A ministra afirmou que consultou o Comitê de Ética Pública da Presidência da República (CEP) antes de aceitar os contratos e que obteve parecer favorável, desde que os eventos não envolvessem verbas federais. Segundo ela, a atuação como cantora foi exercida durante suas férias e respeitou o Regime Jurídico Único (RJU), que permite outras atividades profissionais fora do expediente.
Parlamentares divergem sobre legalidade e ética dos contratos
A convocação da ministra atendeu a requerimento de deputados da oposição, que alegam a existência de conflito de interesse, ainda que não haja ilegalidade comprovada. O deputado Zucco (PL-RS) afirmou que a contratação de Margareth Menezes por prefeituras beneficiadas por repasses do Ministério da Cultura fere os princípios da moralidade administrativa.
Por outro lado, a deputada Jandira Feghali (PCdoB-RJ) destacou que os relatores do parecer do CEP foram nomeados durante o governo do ex-presidente Jair Bolsonaro, afastando a hipótese de favorecimento político.
Denúncia sobre uso político de programa cultural será investigada
A audiência também abordou denúncias relativas ao Programa Nacional dos Comitês de Cultura (PNCC). O deputado Carlos Jordy (PL-RJ) acusou o Ministério de repassar recursos ao Comitê de Cultura do Amazonas, supostamente para favorecer uma candidatura do Partido dos Trabalhadores (PT) à vereança em Manaus nas eleições de 2024.
Jordy questionou se a ministra teve ciência dos fatos e levantou a hipótese de prevaricação.
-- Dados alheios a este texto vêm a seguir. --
PR #470, opened 2025-05-15
Reopen named files also before saving

nforro:
The underlying file could have been deleted or replaced and its inode may be different, reopening it just before writing should ensure the content is written where it's supposed to.


mfocko (approved):

lbarcziova (approved):
thanks!

PR #482, opened 2025-06-15
Add author and timestamp properties to ChangelogEntry

dcermak:
These properties are required to convert Fedora to openSUSE style changelogs for packit

TODO:

- [-] Update or write new documentation in `packit/packit.dev`.

Fixes

Related to

Merge before/after

RELEASE NOTES BEGIN
- add support to parse the author and timestamp from changelog entries
RELEASE NOTES END

### DIFF
--- a/specfile/changelog.py
+++ b/specfile/changelog.py
@@ -194,6 +194,77 @@ class ChangelogEntry:
             return ChangelogStyle.openSUSE
         return ChangelogStyle.standard
 
+    @property
+    def author(self) -> Optional[str]:
+        """The author of this changelog entry including their email."""
+        if self.style == ChangelogStyle.openSUSE:
+            # openSUSE format: "OPENSUSE_CHANGELOG_SEPARATOR\n$DATE - $AUTHOR <$EMAIL>"
+            # Extract everything after " - " from the actual header line (second line)
+            header_lines = self.header.split("\n")
+            if len(header_lines) > 1:
+                if len(date_author := header_lines[1].split("-", maxsplit=1)) > 1:
+                    return date_author[1].strip()
+        else:
+            # Standard format: "* $DATE $AUTHOR <$EMAIL> [- $EVR]"
+            header_without_asterisk = self.header.removeprefix("* ")
+
+            # Find the end of the date portion by looking for year (4 digits followed by space)
+            year_match = re.search(r"\d{4}\s+", header_without_asterisk)
+            if year_match:
+                author_and_evr = header_without_asterisk[year_match.end() :]
+
+                if not self.evr:
+                    return author_and_evr
+
+                if (gt_ind := author_and_evr.rfind(">")) > 0:
+                    return author_and_evr[: gt_ind + 1].strip()
+
+        return None
+
+    @property
+    def timestamp(self) -> datetime.datetime:
+        """The timestamp of this changelog entry."""
+        if self.style == ChangelogStyle.openSUSE:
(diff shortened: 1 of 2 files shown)


specfile/changelog.py
```diff
@@ -194,6 +194,77 @@ def style(self) -> ChangelogStyle:
...
+            # Find the end of the date portion by looking for year (4 digits followed by space)
+            year_match = re.search(r"\d{4}\s+", header_without_asterisk)
+            if year_match:
+                author_and_evr = header_without_asterisk[year_match.end() :]
+
+                if not self.evr:
+                    return author_and_evr
+
+                if (gt_ind := author_and_evr.rfind(">")) > 0:
+                    return author_and_evr[: gt_ind + 1].strip()
```
nforro, line 220: Wouldn't it be possible to use `_EVR_RE` for this?

specfile/changelog.py
```diff
@@ -194,6 +194,77 @@ def style(self) -> ChangelogStyle:
...
+
+            # Find the end of the date portion by looking for year (4 digits followed by space)
+            year_match = re.search(r"\d{4}\s+", header_without_asterisk)
+            if year_match:
+                author_and_evr = header_without_asterisk[year_match.end() :]
+
+                if not self.evr:
+                    return author_and_evr
+
+                if (gt_ind := author_and_evr.rfind(">")) > 0:
```
nforro, line 219: This assumes the author substring always ends with a specifically formatted e-mail, but that doesn't have to be the case, even though Fedora Packaging Guidelines [mandate](https://docs.fedoraproject.org/en-US/packaging-guidelines/manual-changelog/) so. specfile should be able to parse any format supported by RPM, which allows any string after the timestamp (ended by a newline) - and refers to it as `name`. What about adding a more generic `name` property and then deriving `author` and `evr` from it?

specfile/changelog.py
```diff
@@ -194,6 +194,77 @@ def style(self) -> ChangelogStyle:
...
+                    return author_and_evr[: gt_ind + 1].strip()
+
+        return None
+
+    @property
+    def timestamp(self) -> datetime.datetime:
```
nforro, line 225: Could this return `datetime.date` for non-extended timestamps, to mirror the behavior of `add_changelog_entry()`?

nforro (commented):
> To properly parse the timezone, we'd have to add another dependency. What's your opinion on this? Add a dependency or live with wrong timezones?

That's one of the reasons this was never implemented. Wrong timezones are a no-go, if we are going to implement this, let's do it right.

nforro:
> To properly parse the timezone, we'd have to add another dependency

Perhaps adding another dependency could be avoided by matching the entries to RPM-parsed changelog - `self.rpm_spec.sourceHeader[rpm.RPMTAG_CHANGELOGTIME]` returns a list of Unix timestamps.

specfile/changelog.py
nforro: That's true, but there are lots of spec files with changelog entries like this, for example:
https://src.fedoraproject.org/rpms/gdb/blob/rawhide/f/gdb.spec#_1516
https://src.fedoraproject.org/rpms/rpm-spec-language-server/blob/rawhide/f/rpm-spec-language-server.spec#_72

We could try to recognize these formats, and document that author/EVR parsing is best effort and doesn't have to be accurate:
- `* timestamp author - EVR`
- `* timestamp author [EVR]`
- `* timestamp author (EVR)`
- `* timestamp author`

Issue #699, opened 2017-08-18
FormatBar: Allow customization of leading and trailing items


frosty:
In order to add an 'insert' button to the right end of the format bar for media insertion in WPiOS, we should add the ability to set a custom 'trailing' button in the bar. While we're at it, we'll improve the way the media `+` button is added, and change that to a custom 'leading' button.

Refs https://github.com/wordpress-mobile/WordPress-iOS/issues/7703

PR #700, opened 2017-08-21
FormatBar: Customise left and right items

frosty:
Implements #699

Our designs for the new media picker toolbar in WordPress for iOS require us to set a custom button on the trailing end of the format bar:

This PR adds a new `trailingItem` property that can be used to set a custom item on the right end of the bar. It also changes the way the leftmost item is set to use a similar `leadingItem` property instead of a subarray of bar items.

To test:

* Ensure that the toolbar behaves as it did before.
* In the demo app, you can add a custom trailing button in the `createToolbar` method of `EditorDemoController.swift`, by adding the following code just before the `return`:

```
        let trailingItem = UIButton(type: .custom)
        trailingItem.setTitle("Testing", for: .normal)
        trailingItem.setTitleColor(.black, for: .normal)
        trailingItem.titleLabel?.font = UIFont.systemFont(ofSize: 13.0, weight: UIFontWeightMedium)
        toolbar.trailingItem = trailingItem

        toolbar.trailingItemHandler = { item in
            print("Trailing item tapped")
        }
```
* Check that the trailing item looks correct and sticks to the right edge of the toolbar. It should look like this:

screen shot 2017-08-21 at 12 05 02

Needs review: @SergioEstevao

### DIFF
--- a/Aztec/Classes/GUI/FormatBar/FormatBar.swift
+++ b/Aztec/Classes/GUI/FormatBar/FormatBar.swift
@@ -26,15 +26,32 @@ open class FormatBar: UIView {
     fileprivate let topDivider = UIView()
     fileprivate let bottomDivider = UIView()
 
+    /// A leading item that will displayed in front of any default items.
+    /// A divider will be drawn between the leading item and any default items.
+    /// If set to a FormatBarItem, the appearance will match the default items in the bar.
+    ///
+    open var leadingItem: UIButton? = nil {
+        didSet {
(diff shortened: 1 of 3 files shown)


frosty:
The related WPiOS branch is available here, if you want to see it in use: https://github.com/wordpress-mobile/WordPress-iOS/tree/feature/new-media-picker-toolbar

frosty:
Thanks @SergioEstevao!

Margareth Menezes negou envolvimento ou irregularidade, afirmando que todas as ações do MinC estão amparadas nas competências legais da pasta. A denúncia será apurada pelo Tribunal de Contas da União (TCU).
Ministério defende investimentos culturais e destaca Lei Aldir Blanc
Durante a audiência, a ministra também apresentou os principais programas e políticas conduzidos pelo Ministério da Cultura, destacando a Lei Aldir Blanc, considerada essencial para o fomento de atividades culturais em estados e municípios. Menezes agradeceu aos parlamentares pela aprovação da legislação e classificou o momento como de “reconstrução” da política cultural brasileira.
Deputados governistas e oposicionistas divergiram quanto ao impacto dos investimentos públicos no setor cultural. O deputado Kim Kataguiri (União-SP) criticou o desempenho da política cultural brasileira, comparando o Brasil com a Coreia do Sul. Em resposta, o deputado Márcio Jerry (PCdoB-MA) defendeu o papel estratégico da cultura na formação da identidade nacional.